CrowdStrike, the cybersecurity vendor best known for investigating the 2016 data breach at the Democratic National Committee, is trying to go public.
The California-based company on Tuesday filed for an initial public offering on the Nasdaq under the ticker symbol “CRWD.” The company aims to raise as much as $100 million in the IPO, according to a regulatory filing submitted to the U.S. Securities and Exchange Commission.
The IPO is led by backers including Goldman Sachs, JPMorgan Chase, Barclays and Bank of America Merrill Lynch.
In the fiscal year that ended on Jan. 31, the company reported a $140.1 million net loss on $249.8 million in revenue, according to the S-1 filing. Most of the firm’s revenue dollars come from its more than 2,500 subscriptions, though those incoming dollars are balanced by a motivation to growth: sales and marketing spending climbed by 66 percent to $172.7 million last year. Google and Amazon Web Services are among its clients.
Competitors include FireEye, Palo Alto Networks, Cylance, Carbon Black, McAfee and Symantec, the company said. Like some of those companies, CrowdStrike has had a tough time turning a profit. The company said it lost $135.5 million in 2018, and $91.3 million in 2017. Most costs were related to employee expenses.
“We have a history of losses and may not be able to achieve or sustain profitability in the future,” the company said when listing risk factors for shareholders.
Many of its competitors “have greater financial, technical, marketing, sales, and other resources, greater name recognition, longer operating histories, and a larger base of customers than we do,” CrowdStrike said in the filing.
CrowdStrike has released oft-cited research on suspected nation state hacking groups with reported ties to North Korea, Iran, China and elsewhere. In February, the company released much-discussed findings that ranked hacking groups by the speed with which they move through victim networks.
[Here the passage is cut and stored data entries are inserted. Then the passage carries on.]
Issue #3105, opened 2022-03-17
sam local invoke working directory is home directory, not project directory


mattzuba:
**Describe the bug**
Attempting to locally invoke functions and the `build` step correctly runs within the project directory and utilizes the samconfig.toml file, but the `local invoke` command runs in my home directory.

**To reproduce**
1. Create a samconfig.toml file with default parameters for local_invoke that includes items such as debug=true or environment variables
2. Run a function by clicking the Run option next to the function in the template.yaml file
3. The options from the samconfig.toml file are not used.

** Alternative reproduction **
1. Create a simple bash script in place of the `sam` command that simply echo's the present working directory (this seemed to only work after an initial run to prevent some errors about a bad sam executable):
```shell
#!/bin/bash

echo $(pwd)
```
2. Run a function by clicking the Run option next to the function in the template.yaml file
3. The output of the run command shows that the build step ran in the project directory, but the invoke command runs in the home directory.

**Expected behavior**
The invoke command should be run from the project directory so that it can use the samconfig.toml file

**Your Environment**
- OS: Pop! OS 21.04
- JetBrains product: PHPStorm
- JetBrains product version: 2021.2.3
- AWS Toolkit version: 1.40-212
- SAM CLI version:1.40.1
- JVM/Python version: Java 8, Python 3.9

PR #3144, opened 2022-04-29
Add working directory to `sam invoke local`

JadenSimon:
## Types of changes

## Description

This should've fixed an issue with SAM CLI not detecting `samconfig.toml` for `sam local invoke`
But apparently SAM CLI treats the template path as the project root.
I think we can just get rid of using `--template` when provided by a user. Which would fix the issue (plus less opportunity for unexpected behavior).

## Related Issue(s)

#3105

## Checklist

## License


JadenSimon:
SAM CLI recommends using `--config-file` (https://github.com/aws/aws-sam-cli/issues/3431) but if we're going to use that parameter then we should expose it in the UI.

PR #3149, opened 2022-04-29
Suggest enabling edit resources

kiiadi:
## Types of changes

## Description

This change is two fold, one is a general framework feature, the other is that feature in use

* Framework feature - introduce a common way to suggest that experiments be enabled - this includes notification and also persisting the choice. Suggestions are suppressed for a period of a week (configurable), and can be suppressed forever ("Never show me again")
* Use the above feature to suggest the "edit resources" feature for the dynamic coverage functionality - when a new resource document is opened.

## Motivation and Context

Will aid discovery of experiments.

## Testing

New tests added.

## License


jetbrains-core/src/software/aws/toolkits/jetbrains/core/experiments/ToolkitExperiment.kt
```diff
@@ -89,14 +137,40 @@ internal class ToolkitExperimentManager : PersistentStateComponent<ExperimentSta
...
 
 internal class ExperimentState : BaseState() {
+    // This represents whether an experiment is enabled or not, don't want to rename it as that will
+    // cause problems with any experiments already out there in the wild who've been persisted
+    // as 'value'
     @get:Property
     val value by map<String, Boolean>()
+
+    @get:Property
+    val nextSuggestion by map<String, Long>()
```
rli, line 171: can we keep this as Instant instead of converting to epoch millis?

jetbrains-core/tst/software/aws/toolkits/jetbrains/core/experiments/ToolkitExperimentManagerTest.kt
```diff
@@ -157,17 +164,141 @@ class ToolkitExperimentManagerTest {
...
         ExtensionTestUtil.maskExtensions(ToolkitExperimentManager.EP_NAME, listOf(experiment), disposableRule.disposable)
+        val now = Instant.now()
 
         val sut = ToolkitExperimentManager.getInstance()
 
+        sut.shouldPrompt(experiment, now)
+        sut.neverPrompt(permanentlySuppressed)
         experiment.setState(true)
         val serialized = serializeState("experiments", sut)
+        println(serialized)
```
rli, line 177: delete?

rli (approved):

jetbrains-core/src/software/aws/toolkits/jetbrains/core/experiments/ToolkitExperiment.kt
kiiadi: the `BaseState` serialization doesn't really support it out of the box - and the nice thing about this is we can represent "never" as `-1`

I can convert if you think necessary tho, the `-1` thing is just a convenience.

PR #4194, opened 2024-03-18
fix(CodeTransformation): remove play/stop buttons from bottom panel

dhasani23:
## Types of changes

## Description

Removed the play/stop buttons from the Transformation Hub since we're moving entirely to the chat.

## Checklist
 
## License


plugins/toolkit/jetbrains-core/src/software/aws/toolkits/jetbrains/services/codemodernizer/CodeModernizerManager.kt
```diff
@@ -240,7 +240,7 @@ class CodeModernizerManager(private val project: Project) : PersistentStateCompo
         // New projectDetails metric should always be fired whether the project was valid or invalid
         CodetransformTelemetry.projectDetails(
             codeTransformSessionId = CodeTransformTelemetryState.instance.getSessionId(),
-            result = if (!validationResult.valid) Result.Failed else Result.Unknown,
+            result = if (!validationResult.valid) Result.Failed else Result.Succeeded,
```
dhasani23, line 243: Dhruvi mentioned this cannot be unknown, should be Failed or Succeeded.

.changes/next-release/removal-6d1b2bf1-ed21-467c-9333-13d062442906.json
```diff
@@ -0,0 +1,4 @@
+{
+  "type" : "removal",
+  "description" : "CodeTransformation: remove play/stop buttons from Transformation Hub"
```
rli, line 3: elaborate on what the replacement is from a customer perspective

rli (approved):

plugins/toolkit/jetbrains-core/src/software/aws/toolkits/jetbrains/services/codemodernizer/CodeModernizerManager.kt
damntrecky: Interesting, I did not know that.. Its undefined for VSCode which is a valid value. Maybe null would be better here. Its not a true "success metric"

plugins/toolkit/jetbrains-core/resources/META-INF/ext-java.xml
```diff
@@ -48,13 +48,6 @@
     </extensions>
     <actions>
         <group id="aws.toolkit.codemodernizer.toolbar">
-            <action
-                id="codemodernizer.toolbar.startmodernizer"
-                class="software.aws.toolkits.jetbrains.services.codemodernizer.actions.CodeModernizerStartModernizerAction"/>
-            <action
```
damntrecky, line 54: Question: Why are we getting rid of the "stop" action? The only stop button would be in the chat and until we get rid of the bottom panel progress window, I don't think we should remove the stop action from there.

damntrecky (approved):
Tentative approval, I would like more context on why we are removing the stop button.

plugins/toolkit/jetbrains-core/src/software/aws/toolkits/jetbrains/services/codemodernizer/CodeModernizerManager.kt
dhasani23: Pretty sure `result` has to always be present though

plugins/toolkit/jetbrains-core/resources/META-INF/ext-java.xml
dhasani23: Added it back, you're right that we should keep it

PR #4198, opened 2024-03-19
Split out CodeTransform and Q Chat extension declarations

rli:
Continuation of concept in #4183, but for CodeTransform and chat
 
## License


plugins/amazonq/shared/jetbrains-community/src/software/aws/toolkits/jetbrains/services/codemodernizer/CodeTransformUtils2.kt
```diff
@@ -0,0 +1,14 @@
+// Copyright 2024 Amazon.com, Inc. or its affiliates. All Rights Reserved.
+// SPDX-License-Identifier: Apache-2.0
+
```
manodnyab, line 3: Do we want to change this file name or include it in the already available utils file?

manodnyab (approved):

plugins/amazonq/shared/jetbrains-community/src/software/aws/toolkits/jetbrains/services/codemodernizer/CodeTransformUtils2.kt
rli: if you keep the same name then you get a runtime error because there are 2 classes with the same name

PR #4239, opened 2024-04-05
Add Github action to generate prerelease builds

manodnyab:
## Description

This generates prerelease builds for all 3 plugins

## Checklist
 
## License


justinmk3 (approved):
Nice

.github/workflows/prerelease.yml
```diff
@@ -0,0 +1,166 @@
...
+      - uses: actions/checkout@v4
+        with:
+          fetch-depth: 0
+      - uses: actions/setup-java@v4
+        with:
+          distribution: 'corretto'
+          java-version: '17'
+      - uses: actions/setup-dotnet@v4
+        with:
+          dotnet-version: '6.x'
```
rli, line 82: core an q don't need dotnet

.github/workflows/prerelease.yml
```diff
@@ -0,0 +1,166 @@
...
+      - name: Generate artifact
+        run: |
+          ./gradlew -PideProfileName=${{ matrix.supported_versions }} :plugin-toolkit:intellij:buildPlugin --exclude-task buildResharperPlugin
```
rli, line 33: let's also do `intellij-standalone`

.github/workflows/prerelease.yml
```diff
@@ -0,0 +1,166 @@
...
+      - name: Upload artifact
+        uses: actions/upload-artifact@v4
+        with:
+          name: plugin-toolkit-${{ matrix.supported_versions }}
+          path: ./plugins/toolkit/intellij/build/distributions/*.zip
+          retention-days: 1
+
+  generate_artifact_q:
```
rli, line 41: as a future optimization, we can combine these all into a single job and just run `./gradlew buildPlugin`
as-is we're repeatedly downloading tens of gigs of dependencies

we will need to disable that task on the subprojects where it does not make sense

manodnyab: Yeah, that sounds good, wanted to keep this separate currently cause:
1) Their creation is independent of each other 
2) the running out of disk space issue

.github/workflows/prerelease.yml
manodnyab: Added

rli (approved):

PR #4252, opened 2024-04-09
Add support for OAuth login flow using authorization_grant with PKCE

rli:
This change allows the PCKE login flow to be used after enabling a developer flag. `sdk-codegen` is untouched other than bringing in the new service model from internal and the existing SDK customization from public GitHub.

During testing, a classpath conflict on Netty was discovered and it appears that we can safely exclude it from our plugin distribution.

On the token cache side, we enforce distinction during de/serialization since the registration/access token pairs are not compatible with each other (PKCE requires new client registration instances).

Otherwise the entirety of the PKCE grant can be expressed in `ToolkitOAuthService.kt` by overriding the relevant abstract methods in the standard IDE base classes.
 
## License


plugins/core/jetbrains-community/src/software/aws/toolkits/jetbrains/core/credentials/sso/SsoAccessTokenProvider.kt
```diff
@@ -63,37 +85,79 @@ class SsoAccessTokenProvider(
...
+
+        return registeredClient
+    }
+
+    private fun registerPkceClient(): PKCEClientRegistration {
+        loadPkceClientRegistration()?.let {
+            return it
+        }
+
+        if (!ssoUrl.contains("identitycenter")) {
```
manodnyab, line 129: Should we have a test for this if we are doing text parsing?

plugins/core/jetbrains-community/src/software/aws/toolkits/jetbrains/core/credentials/sso/pkce/ToolkitOAuthService.kt
```diff
@@ -0,0 +1,170 @@
...
+        if (toolkitRequest.csrfToken != callbackState) {
+            request.result.completeExceptionally(RuntimeException("Invalid CSRF token"))
+            return false
+        }
+
+        return super.handleServerCallback(path, parameters)
+    }
+
+    override fun revokeToken(token: String) {
+        TODO("Not yet implemented")
```
manodnyab, line 69: nit: Should this be commented?

manodnyab (approved):

plugins/core/jetbrains-community/src/software/aws/toolkits/jetbrains/core/credentials/sso/SsoAccessTokenProvider.kt
rli: it's just a warning, service is right place to make the final call

plugins/core/jetbrains-community/src/software/aws/toolkits/jetbrains/core/credentials/sso/pkce/ToolkitOAuthService.kt
rli: could not figure out what calls this

PR #4316, opened 2024-04-19
fix(amazonq): remove single quotes from messages

dhasani23:
## Types of changes

## Description

When using the `message` function on a String, it is supposed to replace the `{0}` in the String with a provided value, however this does not work when the String contains a single quote in it (such as `couldn't`). 

We could escape this, but our PM does not want contractions in messages anyway, so solving this by removing the single quotes.

## Checklist
 
## License


plugins/toolkit/resources/resources/software/aws/toolkits/resources/MessagesBundle.properties
```diff
@@ -541,9 +541,9 @@ codemodernizer.chat.message.button.view_summary=View summary
 codemodernizer.chat.message.error_request=Request failed
 codemodernizer.chat.message.follow_up.new_transformation=Start a new transformation
 codemodernizer.chat.message.local_build_begin=I'm building your module. This can take up to 10 minutes, depending on the size of your module.
-codemodernizer.chat.message.local_build_failed=Sorry, I couldn't run the Maven clean install command to build your module.
```
mk-fan, line 544: Is there no way to escape the single quote character?

damntrecky: Have we asked the toolkit team about this. Usually for JS/TS you have string escape delimiters for special characters.


-    \\ – Backslash
 -   \' – Single quote
   -  \" – Double quote
    - \n – Newline
-    \r – Carriage return
  -  \t – Tab

damntrecky: Have we asked the toolkit team about this. Usually for JS/TS you have string escape delimiters for special characters.


-    \\ – Backslash
-   \' – Single quote
   -  \" – Double quote
    - \n – Newline
-    \r – Carriage return
  -  \t – Tab

mk-fan: https://stackoverflow.com/questions/4449639/apostrophe-doesnt-get-translated-properly-when-placed-in-a-resource-bundle

dhasani23: Spoke to PM and we don't want contractions in our messages anyway. So `could not` is preferred over `couldn't`.

manodnyab (approved):

PR #4344, opened 2024-04-23
Remove profile field from new login UX

rli:
Per internal testing and prior UX discussion, the "profile" field should be inferred from the input instead of requiring users to choose

## Description
Screenshot 2024-04-23 at 1 00 00 PM
 
## License


andrewyuq (approved):

plugins/toolkit/core/tst/software/aws/toolkits/core/credentials/SsoUrlIdentifierTest.kt
```diff
@@ -0,0 +1,56 @@
...
+import org.junit.jupiter.params.provider.Arguments
+import org.junit.jupiter.params.provider.ArgumentsProvider
+import org.junit.jupiter.params.provider.ArgumentsSource
+import java.util.stream.Stream
+
+class SsoUrlIdentifierTest {
+    companion object {
+        class ValidArgs : ArgumentsProvider {
+            override fun provideArguments(context: ExtensionContext?) = Stream.of(
+                Arguments.of("https://test.awsapps.com/start", "test"),
```
manodnyab, line 19: Can we add a test for the situation where there are similar start urls?

manodnyab: Discussed offline, for the same start url we'll update it. Part of another PR

manodnyab (approved):

PR #4362, opened 2024-04-24
Use reflection to determine product name and version for Telemetry

breedloj:
## Types of changes

## Description
Uses a mix of JB internal utilities and additional logic to determine the current plugin via its entry point on the stack to allow product name and version to be dynamically identified. 

* Stack is traversed from deepest frame first, filtered by Toolkit prefixed FQCNs, until a plugin ID can be identified (should always be on the first attempt). JB's built in utilities tend to go shallow->deep which result in core classes being resolved against.
* For product resolution default is always `AWS_TOOLKIT_FOR_JET_BRAINS` unless the Q extension is explicitly identified. This can be amended as needed in the future.
* Version returns an explicit `unknown` literal in case of resolution failure - this is a case that should never occur but previously would have resulted in an NPE. Please let me know if there is another agreed upon convention for this (e.g. omission or explicit null).
* Unit tests are added for the new resolver class - integration testing end-to-end through each plugin has thus far proven difficult due to the reliance of this logic on the `PluginAwareClassLoader` which is only present when a plugin is properly loaded in the IDE.

## Checklist
 
## License


plugins/core/jetbrains-community/src/software/aws/toolkits/jetbrains/core/AwsClientManager.kt
```diff
@@ -90,8 +90,9 @@ open class AwsClientManager : ToolkitClientManager(), Disposable {
         val userAgent: String by lazy {
             val platformName = tryOrNull { ApplicationNamesInfo.getInstance().fullProductNameWithEdition.replace(' ', '-') }
             val platformVersion = tryOrNull { ApplicationInfoEx.getInstanceEx().fullVersion.replace(' ', '-') }
-            val pluginVersion = tryOrNull { PluginManager.getPluginByClass(this::class.java)?.version }
-            "AWS-Toolkit-For-JetBrains/$pluginVersion $platformName/$platformVersion ClientId/${AwsSettings.getInstance().clientId}"
+            val pluginName = PluginResolver.getInstance().product.toString().replace(" ", "-")
+            val pluginVersion = tryOrNull { PluginResolver.getInstance().version }
+            "$pluginName/$pluginVersion $platformName/$platformVersion ClientId/${AwsSettings.getInstance().clientId}"
```
rli, line 95: i think the SDKs are mostly independent between extensions where it's not really a big problem, but there's also the case where a given client is used by both extensions so we'd need to have the user agent be dynamic on the caller

plugins/core/sdk-codegen/codegen-resources/telemetry/service-2.json
rli, line 1: maybe the normal variant would have been a smaller diff

plugins/core/jetbrains-community/src/software/aws/toolkits/jetbrains/services/telemetry/ClientMetadata.kt
```diff
@@ -3,16 +3,15 @@
...
 import com.intellij.openapi.application.ApplicationNamesInfo
 import com.intellij.openapi.util.SystemInfo
 import software.amazon.awssdk.services.toolkittelemetry.model.AWSProduct
 import software.aws.toolkits.jetbrains.settings.AwsSettings
 
 data class ClientMetadata(
-    val productName: AWSProduct = AWSProduct.AWS_TOOLKIT_FOR_JET_BRAINS,
-    val productVersion: String = PluginManager.getPluginByClass(this::class.java)?.version.toString(),
+    val productName: AWSProduct = PluginResolver.getInstance().product,
+    val productVersion: String = PluginResolver.getInstance().version,
```
rli, line 14: wouldn't we need to inspect on each call?

plugins/core/jetbrains-community/src/software/aws/toolkits/jetbrains/core/AwsClientManager.kt
breedloj: Good point. Still working out a way to provide a UA at the request level. As of the current change they will be generated per SDK client instance.

plugins/core/jetbrains-community/src/software/aws/toolkits/jetbrains/services/telemetry/ClientMetadata.kt
breedloj: Addressed in the latest revision - each metric event captures the caller's plugin product/version and these are grouped at time of telemetry publish.

rli (approved):

plugins/core/jetbrains-community/src/software/aws/toolkits/jetbrains/core/AwsClientManager.kt
breedloj: Addressed this

PR #4444, opened 2024-05-07
Move remaining CodeWhisperer code into Q plugin

rli:
Resolves hacks left in place to allow plugins to be built while the repository was partially split. Additionally allows us to stop bundling the entire toolkit with the Q plugin.
 
## License


rli:
Failing windows UTG-related test is fixed in https://github.com/aws/aws-toolkit-jetbrains/pull/4488

Will-ShaoHua (approved):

CrowdStrike provides endpoint protection, threat intelligence services and incident response. The company was founded in 2011 but burst onto the public consciousness when it became involved in the investigation into the 2016 data breach at the Democratic National Committee. That attack was carried out by two separate Russian intelligence-affiliated groups the company called Fancy Bear and Cozy Bear.
The Republican National Committee also has hired CrowdStrike to provide cybersecurity services.
The company was valued at more than $3 billion after closing a $200 million funding round in June.
This filing only is the latest example of a security company going public. Tenable announced its own IPO in June last year, while Carbon Black went public the month before. Others including Zscaler already were publicly listed by that time.